-- RECORDS follows --

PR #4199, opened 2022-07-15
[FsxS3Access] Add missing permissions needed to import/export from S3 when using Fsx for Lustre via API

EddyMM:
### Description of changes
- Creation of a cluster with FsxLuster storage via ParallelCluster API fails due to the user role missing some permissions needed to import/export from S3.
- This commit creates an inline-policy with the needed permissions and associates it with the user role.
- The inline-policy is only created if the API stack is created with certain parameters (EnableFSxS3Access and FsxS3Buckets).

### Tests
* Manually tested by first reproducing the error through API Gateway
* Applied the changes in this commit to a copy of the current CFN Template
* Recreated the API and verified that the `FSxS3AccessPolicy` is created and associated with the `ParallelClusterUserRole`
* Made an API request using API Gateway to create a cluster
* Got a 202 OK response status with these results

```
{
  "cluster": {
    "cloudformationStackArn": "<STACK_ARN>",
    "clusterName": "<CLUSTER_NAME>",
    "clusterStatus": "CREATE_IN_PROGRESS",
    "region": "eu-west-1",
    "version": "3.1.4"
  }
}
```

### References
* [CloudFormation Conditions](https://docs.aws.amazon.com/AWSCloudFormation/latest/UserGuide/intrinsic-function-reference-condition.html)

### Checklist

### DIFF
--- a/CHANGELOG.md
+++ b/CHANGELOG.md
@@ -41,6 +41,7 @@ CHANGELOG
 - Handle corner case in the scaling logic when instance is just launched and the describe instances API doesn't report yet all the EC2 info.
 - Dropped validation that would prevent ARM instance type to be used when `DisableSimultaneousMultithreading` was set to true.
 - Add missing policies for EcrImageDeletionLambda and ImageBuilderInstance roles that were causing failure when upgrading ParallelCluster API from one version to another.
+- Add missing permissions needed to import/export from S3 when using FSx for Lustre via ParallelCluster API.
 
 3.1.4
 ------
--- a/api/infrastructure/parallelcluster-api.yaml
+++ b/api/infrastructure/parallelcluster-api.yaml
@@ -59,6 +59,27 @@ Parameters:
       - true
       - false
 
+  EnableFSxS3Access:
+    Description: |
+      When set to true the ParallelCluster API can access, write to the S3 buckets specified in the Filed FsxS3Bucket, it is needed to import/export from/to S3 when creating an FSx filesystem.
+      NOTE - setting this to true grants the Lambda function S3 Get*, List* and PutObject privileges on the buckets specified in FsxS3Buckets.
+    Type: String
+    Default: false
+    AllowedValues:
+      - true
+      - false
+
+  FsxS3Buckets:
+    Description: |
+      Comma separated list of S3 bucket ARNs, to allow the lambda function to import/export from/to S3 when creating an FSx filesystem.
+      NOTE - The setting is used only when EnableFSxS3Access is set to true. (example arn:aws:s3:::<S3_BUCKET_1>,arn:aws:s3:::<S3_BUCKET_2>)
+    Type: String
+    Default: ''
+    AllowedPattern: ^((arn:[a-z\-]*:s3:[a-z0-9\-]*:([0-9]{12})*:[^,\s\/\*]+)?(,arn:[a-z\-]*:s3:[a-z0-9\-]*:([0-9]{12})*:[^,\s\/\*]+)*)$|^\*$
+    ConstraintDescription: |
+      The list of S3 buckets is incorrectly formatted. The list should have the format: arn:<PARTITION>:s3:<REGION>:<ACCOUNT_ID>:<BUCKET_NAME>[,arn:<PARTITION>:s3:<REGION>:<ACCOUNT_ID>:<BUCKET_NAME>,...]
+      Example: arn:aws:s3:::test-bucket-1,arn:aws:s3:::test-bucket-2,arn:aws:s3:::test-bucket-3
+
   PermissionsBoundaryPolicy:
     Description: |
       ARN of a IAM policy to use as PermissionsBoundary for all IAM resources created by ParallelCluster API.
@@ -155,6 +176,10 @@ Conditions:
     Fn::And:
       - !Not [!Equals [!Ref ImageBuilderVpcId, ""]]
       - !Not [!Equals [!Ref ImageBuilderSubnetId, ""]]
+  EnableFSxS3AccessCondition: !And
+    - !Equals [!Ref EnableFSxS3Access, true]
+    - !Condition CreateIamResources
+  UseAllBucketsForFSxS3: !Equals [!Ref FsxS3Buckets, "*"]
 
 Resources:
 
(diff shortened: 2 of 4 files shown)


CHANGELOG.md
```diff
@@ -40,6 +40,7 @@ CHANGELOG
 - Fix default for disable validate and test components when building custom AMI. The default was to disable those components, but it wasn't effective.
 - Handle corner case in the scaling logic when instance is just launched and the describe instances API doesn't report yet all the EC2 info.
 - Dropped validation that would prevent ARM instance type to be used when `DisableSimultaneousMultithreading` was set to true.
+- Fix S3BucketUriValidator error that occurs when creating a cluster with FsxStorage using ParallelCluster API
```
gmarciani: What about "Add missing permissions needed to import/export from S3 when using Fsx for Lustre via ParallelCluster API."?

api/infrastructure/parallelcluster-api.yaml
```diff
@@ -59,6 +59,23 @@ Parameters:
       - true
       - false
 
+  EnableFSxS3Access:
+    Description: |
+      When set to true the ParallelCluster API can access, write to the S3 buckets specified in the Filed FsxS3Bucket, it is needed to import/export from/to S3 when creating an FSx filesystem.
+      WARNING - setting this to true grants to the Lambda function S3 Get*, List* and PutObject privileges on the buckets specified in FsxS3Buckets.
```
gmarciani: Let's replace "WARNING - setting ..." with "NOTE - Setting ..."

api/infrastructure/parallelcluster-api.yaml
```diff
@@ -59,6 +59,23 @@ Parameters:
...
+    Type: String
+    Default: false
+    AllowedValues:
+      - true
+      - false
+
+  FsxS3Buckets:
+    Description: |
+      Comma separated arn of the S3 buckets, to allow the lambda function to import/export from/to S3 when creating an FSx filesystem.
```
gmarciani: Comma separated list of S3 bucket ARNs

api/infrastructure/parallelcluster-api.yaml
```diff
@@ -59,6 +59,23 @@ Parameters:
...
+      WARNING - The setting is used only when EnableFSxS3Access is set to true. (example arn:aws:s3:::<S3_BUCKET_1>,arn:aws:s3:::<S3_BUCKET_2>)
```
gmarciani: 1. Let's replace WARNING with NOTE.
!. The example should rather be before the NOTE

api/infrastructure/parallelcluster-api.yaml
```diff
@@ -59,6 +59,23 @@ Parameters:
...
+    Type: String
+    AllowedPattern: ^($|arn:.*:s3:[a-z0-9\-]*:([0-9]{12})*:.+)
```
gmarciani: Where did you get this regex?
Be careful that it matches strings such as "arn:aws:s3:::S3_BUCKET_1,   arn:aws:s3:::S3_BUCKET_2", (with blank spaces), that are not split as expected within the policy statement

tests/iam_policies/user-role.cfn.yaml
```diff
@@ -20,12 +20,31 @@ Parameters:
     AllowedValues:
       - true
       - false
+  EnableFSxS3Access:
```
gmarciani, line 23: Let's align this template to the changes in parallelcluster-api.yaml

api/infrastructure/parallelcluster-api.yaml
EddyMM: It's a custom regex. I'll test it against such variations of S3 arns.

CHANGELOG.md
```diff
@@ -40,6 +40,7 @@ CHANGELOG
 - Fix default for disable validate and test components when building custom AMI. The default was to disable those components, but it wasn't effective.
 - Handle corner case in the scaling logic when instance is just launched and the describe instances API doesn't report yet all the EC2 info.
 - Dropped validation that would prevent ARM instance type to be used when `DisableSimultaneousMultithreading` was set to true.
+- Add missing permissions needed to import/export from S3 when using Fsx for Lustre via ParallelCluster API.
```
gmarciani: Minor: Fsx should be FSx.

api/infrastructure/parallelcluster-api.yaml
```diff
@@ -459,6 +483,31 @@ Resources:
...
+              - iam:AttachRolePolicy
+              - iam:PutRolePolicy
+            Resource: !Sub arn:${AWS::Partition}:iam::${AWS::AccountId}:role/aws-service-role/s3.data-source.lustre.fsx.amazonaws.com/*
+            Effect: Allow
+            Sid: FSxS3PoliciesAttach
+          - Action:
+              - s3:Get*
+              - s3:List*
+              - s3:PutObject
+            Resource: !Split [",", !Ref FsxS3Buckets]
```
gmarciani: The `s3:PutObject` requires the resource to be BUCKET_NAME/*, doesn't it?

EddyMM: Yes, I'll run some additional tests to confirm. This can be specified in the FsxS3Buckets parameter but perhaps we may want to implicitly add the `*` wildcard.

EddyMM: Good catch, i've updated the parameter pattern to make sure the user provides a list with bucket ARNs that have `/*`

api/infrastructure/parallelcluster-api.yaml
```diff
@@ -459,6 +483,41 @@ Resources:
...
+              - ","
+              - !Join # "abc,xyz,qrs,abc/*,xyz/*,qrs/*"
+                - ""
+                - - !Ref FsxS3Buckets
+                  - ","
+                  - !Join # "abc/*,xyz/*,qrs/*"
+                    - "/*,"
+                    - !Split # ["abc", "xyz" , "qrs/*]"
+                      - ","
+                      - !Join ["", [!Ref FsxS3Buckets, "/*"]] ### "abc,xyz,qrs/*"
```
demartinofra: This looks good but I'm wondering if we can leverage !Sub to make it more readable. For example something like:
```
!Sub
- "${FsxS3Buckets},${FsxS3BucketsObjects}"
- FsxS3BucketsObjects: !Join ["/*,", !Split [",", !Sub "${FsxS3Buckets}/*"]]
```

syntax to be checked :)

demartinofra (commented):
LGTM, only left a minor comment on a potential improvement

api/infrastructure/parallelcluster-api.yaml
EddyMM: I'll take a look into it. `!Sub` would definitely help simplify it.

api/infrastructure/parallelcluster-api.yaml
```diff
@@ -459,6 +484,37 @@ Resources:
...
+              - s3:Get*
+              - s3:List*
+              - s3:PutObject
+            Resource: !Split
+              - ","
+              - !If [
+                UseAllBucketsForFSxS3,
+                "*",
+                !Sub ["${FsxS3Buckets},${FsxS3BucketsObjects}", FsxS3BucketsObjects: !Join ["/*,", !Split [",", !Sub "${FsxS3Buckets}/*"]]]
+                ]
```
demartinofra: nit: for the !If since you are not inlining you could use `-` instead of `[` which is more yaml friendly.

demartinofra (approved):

-- RECORDS concluded --

**PROBLEM:** Whenever a line in the entries holds the word "error", copy that line.

**SOLUTION TO THE PROBLEM:**
* Manually tested by first reproducing the error through API Gateway
+- Fix S3BucketUriValidator error that occurs when creating a cluster with FsxStorage using ParallelCluster API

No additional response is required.